Directions for this task: Lift out, unaltered, the lines of the material below between the line holding "I'm still not" and the line holding "True. I'm not", counting both.
*****
PR #1001, opened 2022-06-16
uc-crux-llvm: Factor out constraint-checking code into its own module 

langston-barrett:
This functionality will be useful for implementing #982. Just moving stuff around, no functionality changes.


langston-barrett:
Rebased onto #1002.

PR #1006, opened 2022-06-23
LLVM lazy load

robdockins:
This sets up the `ModuleTranslation` to perform translation to Crucible IR on-demand, instead of eagerly doing all the translation steps in the beginning. Hopefully, this will help with startup times and memory usage when loading large bitcode files.

### DIFF
--- a/crucible-llvm/src/Lang/Crucible/LLVM.hs
+++ b/crucible-llvm/src/Lang/Crucible/LLVM.hs
@@ -12,6 +12,7 @@
 {-# LANGUAGE ImplicitParams #-}
 {-# LANGUAGE GADTs #-}
 {-# LANGUAGE LambdaCase #-}
+{-# LANGUAGE OverloadedStrings #-}
 {-# LANGUAGE TypeFamilies #-}
 {-# LANGUAGE TypeOperators #-}
 
@@ -33,7 +34,7 @@ import qualified Text.LLVM.AST as L
 import           Lang.Crucible.Analysis.Postdom
 import           Lang.Crucible.Backend
 import           Lang.Crucible.CFG.Core
-import           Lang.Crucible.FunctionHandle (lookupHandleMap, handleName)
+import           Lang.Crucible.FunctionHandle (lookupHandleMap)
 import           Lang.Crucible.LLVM.Eval (llvmExtensionEval)
 import           Lang.Crucible.LLVM.Extension (ArchWidth)
 import           Lang.Crucible.LLVM.Intrinsics
@@ -45,38 +46,38 @@ import           Lang.Crucible.LLVM.Translation
 import           Lang.Crucible.Simulator.ExecutionTree
 import           Lang.Crucible.Simulator.GlobalState
 import           Lang.Crucible.Simulator.OverrideSim
-import           Lang.Crucible.Utils.MonadVerbosity (showWarning)
-
+import           What4.Interface (getCurrentProgramLoc)
+import           What4.ProgramLoc (plSourceLoc)
 
 
 -- | Register all the functions defined in the LLVM module
 registerModule
    :: (1 <= ArchWidth arch, HasPtrWidth (ArchWidth arch), IsSymInterface sym) =>
+   (LLVMTranslationWarning -> IO ()) ->
    LLVMContext arch ->
    ModuleTranslation arch ->
    OverrideSim p sym LLVM rtp l a ()
-registerModule llvm_ctx mtrans =
-   mapM_ (registerModuleFn llvm_ctx mtrans) (map L.decName (mtrans ^. modTransDefs))
+registerModule handleWarning llvm_ctx mtrans =
+   mapM_ (registerModuleFn handleWarning llvm_ctx mtrans) (map L.decName (mtrans ^. modTransDefs))
 
 registerModuleFn
    :: (1 <= ArchWidth arch, HasPtrWidth (ArchWidth arch), IsSymInterface sym) =>
+   (LLVMTranslationWarning -> IO ()) ->
    LLVMContext arch ->
    ModuleTranslation arch ->
    L.Symbol ->
    OverrideSim p sym LLVM rtp l a ()
-registerModuleFn llvm_ctx mtrans sym =
+registerModuleFn handleWarning llvm_ctx mtrans sym =
   liftIO (getTranslatedCFG mtrans sym) >>= \case
     Nothing ->
       fail $ unlines
         [ "Could not find definition for function"
         , show sym
         ]
-    Just (decl, AnyCFG cfg, _warns) -> do
+    Just (decl, AnyCFG cfg, warns) -> do
       let h = cfgHandle cfg
           s = UseCFG cfg (postdomInfo cfg)
       binds <- use (stateContext . functionBindings)
-      when (isJust $ lookupHandleMap h $ fnBindings binds) $
-        showWarning ("LLVM function handle registered twice: " ++ show (handleName h))
       bindFnHandle h s
       let mvar = llvmMemVar llvm_ctx
       mem <- readGlobal mvar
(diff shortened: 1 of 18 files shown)


crucible-llvm/src/Lang/Crucible/LLVM.hs
```diff
@@ -25,43 +31,157 @@ module Lang.Crucible.LLVM
...
+                                               [ show retTy, show h ]
+                        (Just Refl, Just Refl) ->
+                           do -- Rebind the old handle to call directly into the new handle.
+                              -- This makes sure that even if the handle related to the global symbol
+                              -- has previously been resolved, the actual code for this function
+                              -- is correctly executed.
+                              bindFnHandle h
+                                $ UseOverride
+                                $ mkOverride' fn_name retTy
+                                $ (regValue <$> (callFnVal (HandleFnVal h') =<< getOverrideArgs))
```
RyanGlScott, line 166: I'm trying to figure out what implications this will have on `crux-llvm` profiling reports. If I understand how this works correctly, a profiling report will now display twice as many functions as it used to, since invoking a C function is tantamount to calling two functions on the Crucible side: one named `foo_bootstrap` and one named `foo`. Is that right? That might add some unfortunate clutter.

One alternative to the double-override approach would be to:

1. Give the bootstrapping function that name "`foo`" rather than "`foo_bootstrap`"
2. Inline the parts of `registerModuleFn` that construct a `CFG` for the translated function
3. Re-bind the bootstrapping function handle to a `UseCFG` rather than a `UseOverride`

That way, the profiling reports wouldn't have to mention `_bootstrap` names at all. The first invocation of the function would likely take up more time on the report due to the need to translate the CFG, but perhaps this is an acceptable compromise. Can you think of any other downsides to this?

RyanGlScott (commented):
Wow! This is extremely cool stuff. And if I understand correctly, `crux-llvm` and `uc-crux-llvm` have already been wired up to take advantage of lazy translation, yes? Have you tried this branch out on a large C program that only invokes some of its functions to measure the performance difference?

crucible-llvm/src/Lang/Crucible/LLVM.hs
```diff
@@ -25,43 +31,157 @@ module Lang.Crucible.LLVM
...
+   ModuleTranslation arch ->
+   OverrideSim p sym LLVM rtp l a ()
+registerModule handleWarning llvm_ctx mtrans =
+   mapM_ (registerModuleFn handleWarning llvm_ctx mtrans) (map L.decName (mtrans ^. modTransDefs))
+
+-- | Register a specific named function that is defined in the given
+--   module translation.
+registerModuleFn ::
+   (1 <= ArchWidth arch, HasPtrWidth (ArchWidth arch), IsSymInterface sym) =>
+   (LLVMTranslationWarning -> IO ()) ->
```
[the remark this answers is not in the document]
robdockins: For the lazy version, the translation happens at an arbitrarily-later time, so a continuation seemed like a good solution.  I did the same here to make the types match.

robdockins:
I did a quick-and-dirty job of wiring this into SAW, and it definitely made a pretty big difference on startup times and resident memory usage. It doesn't completely solve the memory pressure for the proof I'm working on, but I think it will help the current CI situation quite a bit.

crux-llvm/src/Crux/LLVM/Simulate.hs
```diff
@@ -276,8 +277,8 @@ checkFun ::
   GlobalVar Mem ->
   OverM personality sym LLVM ()
 checkFun llvmOpts trans memVar =
-  case Map.lookup (fromString nm) mp of
-    Just (_, AnyCFG anyCfg) ->
+  liftIO (getTranslatedCFG trans (fromString nm)) >>= \case
+    Just (_, AnyCFG anyCfg, _warns) ->
```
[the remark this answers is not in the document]
robdockins: probably

crucible-llvm/src/Lang/Crucible/LLVM.hs
robdockins: Yeah, the profiling data will be a bit messier. I think that's probably OK? I guess we could make it a configurable to use lazy or eager loading if users want a more straightforward profile.

I'm not sure the alternative you suggest would be better, but maybe I'm missing some advantage you have in mind?

RyanGlScott: > I'm not sure the alternative you suggest would be better, but maybe I'm missing some advantage you have in mind?

The difference in my approach is that when we invoke the bootstrap function for the first time, instead of creating a new function handle for the translated function, we just simply re-register the bootstrap function's handle with the CFG of the translated function. That way, there's no need to have two handles for each LLVM function. Instead, we would have a single handle per function whose `FnState` will be registered to different things depending on whether you have invoked it once or not.

crucible-llvm/src/Lang/Crucible/LLVM.hs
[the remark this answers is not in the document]
RyanGlScott: Fair enough. I'd overlooked the fact that it's not quite as straightforward to return the `LLVMTranslationWarning`s directly from `registerLazyModuleFn`, which this function invokes.

crucible-llvm/src/Lang/Crucible/LLVM.hs
RyanGlScott: Well, I guess you'd still have two handles for each function, since the CFG has its own handle. But you'd only need to _register_ the handle for the bootstrapping function in the simulator, so from the perspective of the profiler, there is only one thing that shows up in the profiler for each function.

robdockins: I guess we could change the API for translation so that it could take a function handle instead of inventing its own.  That would mean we only have to rebind a single function handle.

I'm still not sure if it is better to hide the lazy loading from profiling or not.  I think having the time spent on loading and translating the code just be silently included in the profile might be pretty confusing, actually.

RyanGlScott: > I think having the time spent on loading and translating the code just be silently included in the profile might be pretty confusing, actually.

True. I'm not sure which of the two approach's downsides would be worse.

A third possible approach: instead of registering boostrap functions for every LLVM function at the start of simulation, don't register anything at all. Later, when running an `LLVM_LoadHandle` in the memory model, there is a check [here](https://github.com/GaloisInc/crucible/blob/b558ba2341b11c88e668ed3f772f4d1960275229/crucible-llvm/src/Lang/Crucible/LLVM/MemModel.hs#L440-L468) to see if the loaded handle has been registered in the simulator. Currently, this check will throw an assertion failure if that is not the case, but we could instead perform the lazy translation and registration there. This would ensure both that each function is only registered once and that the time spent during profiling only measures execution time, not translation time. (This is similar to the approach to profiling that we use in a `macaw`-based verifier that also supports lazy translation.)

I haven't fully thought through what code changes would need to happen to make this work. For instance, you might need to plumb through some additional state to the memory model to support lazy translation. But I think this would address both issues, provided it's feasible. If it isn't, I certainly don't want this to hold up the PR.

robdockins:
Sadly, evidence suggests this doesn't help as much as I hoped it would. CI jobs for SAW that were running out of memory still appear to be doing so...

crucible-llvm/src/Lang/Crucible/LLVM.hs
```diff
@@ -25,43 +31,157 @@ module Lang.Crucible.LLVM
...
+import           What4.ProgramLoc (plSourceLoc)
+import           What4.FunctionName (functionNameFromText)
+
+
+-- | Register all the functions defined in the LLVM module.
+registerModule ::
+   (1 <= ArchWidth arch, HasPtrWidth (ArchWidth arch), IsSymInterface sym) =>
+   (LLVMTranslationWarning -> IO ()) ->
+   LLVMContext arch ->
+   ModuleTranslation arch ->
```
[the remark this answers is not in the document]
robdockins: That is a good point; I think we probably don't need to take a separate `LLVMContext`.

robdockins:
After thinking about this some more, I think actually we should not be updating the binding between global symbols and function handles, which lives in the LLVM memory.  The problem here is that this might happen inside a symbolic branch, which would lead to function handle resolution failures later, I think.

Instead, we should set it up so that `getTranslatedCFG` (can?, must?)  take a function handle to use when translating.  Then we only must rebind the function handle (which is an out-of-band operation) instead of updating the global symbol mapping.

RyanGlScott (approved):
Wonderful! I'm much happier with the new approach to lazy registration, as now (1) we only have one function handle per function, and (2) the call that performs translation happens separately from all other calls.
*****
Task solution:
I'm still not sure if it is better to hide the lazy loading from profiling or not.  I think having the time spent on loading and translating the code just be silently included in the profile might be pretty confusing, actually.

RyanGlScott: > I think having the time spent on loading and translating the code just be silently included in the profile might be pretty confusing, actually.

True. I'm not sure which of the two approach's downsides would be worse.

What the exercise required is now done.